My New York Times Personal Narrative Contest Entry
- Kate Tully
- Jan 7, 2022
- 2 min read
Hello Everyone! Oh my, how I've missed y'all. It's been too long!
This week, I wanted to share my entry for the NYT Personal Narrative contest this year. It's one of my favorite pieces I've written so I hope you enjoy it!:
Post-It Note
My therapist made me write a motivational note on a Post-It. She instructed me to find a message that would remind me to be happy, even when I don’t want to be. I’ve never felt more cliche in my entire life.
My resentment of therapy started at age 8. My first therapist constantly told me my feelings were invalid; “you’re just going through hormonal changes, you’ll be fine.” She was wrong, and I ended therapy. Quarantine brought back the suicidal and “negative thoughts and actions”, as my mom calls it. So back to therapy I went.
My stubbornness caused problems early on. I’ve never been a fan of people telling me how to feel, nor how to make me feel differently. I like doing things by myself, and only by myself. Help was never needed.
At first, my doctor tried to pry me open like a wooden trunk and pick out the Xs and Os of my brain. It didn’t work. “I’m not stupid,” I told myself, “this is pointless.” But after May 21st, I changed my mind.
May 21st was the scariest day of my life. May 21st was the day I found the quote for my Post-It. “God let you live another day. Make the most out of it.”
The church always taught me to have hope, and hope was impossible for me to feel anymore. I was done believing in something I could not see. I was overwhelmed with feelings of disappointment and sorrow. I did not want to believe, because if I did, I was giving my heart and soul to something, and I was not capable of doing that.

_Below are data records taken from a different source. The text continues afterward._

PR #4373, opened 2026-08-14
Refactor the cpu limit check

sidtuladhar:
Refactor the cpu limit check:

- remove recommended pool
- require comment next to `cpu` in yelpsoa to override

### DIFF
--- a/paasta_tools/cli/cmds/validate.py
+++ b/paasta_tools/cli/cmds/validate.py
@@ -943,6 +943,8 @@ def validate_pool_limits(service_path: str) -> bool:
     Validate that services in specific pools won't exceed per-node capacities.
     For the most part, this isn't normally an issue - but there are several pools where
     folks tend to want to run extra-large workloads that won't fit (e.g., large single-node batches).
+
+    Users can override this check by adding any comment next to `cpus` in their yelpsoa config.
     """
     soa_dir, service = path_to_soa_dir_service(service_path)
     returncode = True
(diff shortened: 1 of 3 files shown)


paasta_tools/cli/cmds/validate.py
```diff
@@ -958,18 +960,46 @@ def validate_pool_limits(service_path: str) -> bool:
...
-                print(
-                    failure(
-                        f"""{service}.{instance} in {cluster} has {cpu} CPUs, which exceeds the limit of {pool_limits['max_cpus']} for the {pool} pool.
-                        If you need to run a workload with this many CPUs, consider using the {pool_limits['recommended_pool']} pool instead.""",
-                        "",
-                    )
+            if __is_templated(
+                service, soa_dir, cluster, workload="kubernetes"
+            ) or __is_templated(service, soa_dir, cluster, workload="eks"):
+                continue
```
nemacysts: hmm, do we not copy comments from the .in files to the .yaml files?

nemacysts: (we can probably also drop the `workload="kubernetes"` branch - i don't see any .in files for kubernetes-*)

paasta_tools/cli/cmds/validate.py
```diff
@@ -958,18 +960,46 @@ def validate_pool_limits(service_path: str) -> bool:
...
+
+            config_file_path = os.path.join(
+                soa_dir,
+                service,
+                f"{instance_config.get_instance_type()}-{cluster}.yaml",
+            )
```
nemacysts, line 980: @mbrankin-art has a nice helper for this in his validation PR, but if this gets merged first, we can always switch this to the new helper later :p

paasta_tools/cli/cmds/validate.py
```diff
@@ -958,18 +960,49 @@ def validate_pool_limits(service_path: str) -> bool:
...
-            if cpu >= pool_limits["max_cpus"]:
-                returncode = False
-                print(
-                    failure(
-                        f"""{service}.{instance} in {cluster} has {cpu} CPUs, which exceeds the limit of {pool_limits['max_cpus']} for the {pool} pool.
-                        If you need to run a workload with this many CPUs, consider using the {pool_limits['recommended_pool']} pool instead.""",
-                        "",
-                    )
+            if instance_config.get_instance_type() not in ("kubernetes", "eks"):
+                continue
```
nemacysts, line 971: i think similar to mbrankin's PR: we might want to use PaastaServiceConfigLoader so that we can quickly filter and just load the configs we care about

paasta_tools/cli/cmds/validate.py
```diff
@@ -958,18 +960,49 @@ def validate_pool_limits(service_path: str) -> bool:
...
+                full_config_flattened=config_flattened,
+            )
+
+            if cpu_comment is not None and cpu_comment.strip():
+                continue
+
+            returncode = False
+            print(
+                failure(
+                    f"{service}.{instance} in {cluster} has {cpu} CPUs, which exceeds the limit of {pool_limits['max_cpus']} for the {pool} pool."
```
```suggestion
                    f"{service}.{instance} in {cluster} has {cpu} CPUs, which exceeds the recommended limit of {pool_limits['max_cpus']} for the {pool} pool."
```

nemacysts: and hmm, maybe we want to also include what the true max is so that folks don't try to do something like `cpus: 512` during an incident to give something a ton of resources and get confused as to why stuff isn't running :p

paasta_tools/cli/cmds/validate.py
```diff
@@ -958,18 +960,49 @@ def validate_pool_limits(service_path: str) -> bool:
...
+
+            cpu_comment = _get_comments_for_key(
+                data=config[instance],
+                key="cpus",
+                full_config=config,
+                key_value=config[instance].get("cpus"),
+                full_config_flattened=config_flattened,
+            )
+
+            if cpu_comment is not None and cpu_comment.strip():
```
nemacysts: we might want something like the existing `override-$FOO` comment markers just to make folks be extra explicit

paasta_tools/cli/cmds/validate.py
sidtuladhar: my concern for adding a true max is that we'd always need to have it updated with whatever the max we've set in the karpenter nodepool. In your experience, do engineers just use an unrealistic big number during DARs for mitigation? In most cases, if they do double the CPU + override comment should go to the fallback pool ig

nemacysts: they likely won't do something super crazy like cpus: 1000 - but they also won't really know if the amount they're adding an override comment for is schedulable or not

nemacysts: i.e., i think we sorta need to check two things: 
* if they're using something that will fall into the fallback nodepool (and that they then have an override)
* that they're not using something that won't even fit in the fallback nodepool

i think we could also probably script updating the SystemPaastaConfig here from our flux repo? i have a similar type of script for updating some of our default TSC and whatnot :)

But after that night, I went to church. I wrote my post-it note in the pew I always sat in, on a hymnal I always sang from.
As I sat there alone, staring at the wooden altar and gold-plated wall, I remembered why I believe in God. How my sister and I always bonded over our belief in something greater than ourselves. How my life, my beliefs, my family, my morals, all grew in this very pew.
“God let you live another day. Make the most out of it,” is something my grandmother always tells me. On the morning of May 22nd, I couldn’t stop hearing her voice. I couldn’t stop thinking about God. How this was supposed to happen; how this was a lesson. A gift to me, from him.
I wrote my Post-It that night. I stuck it on my bathroom mirror. And it has not fallen off since.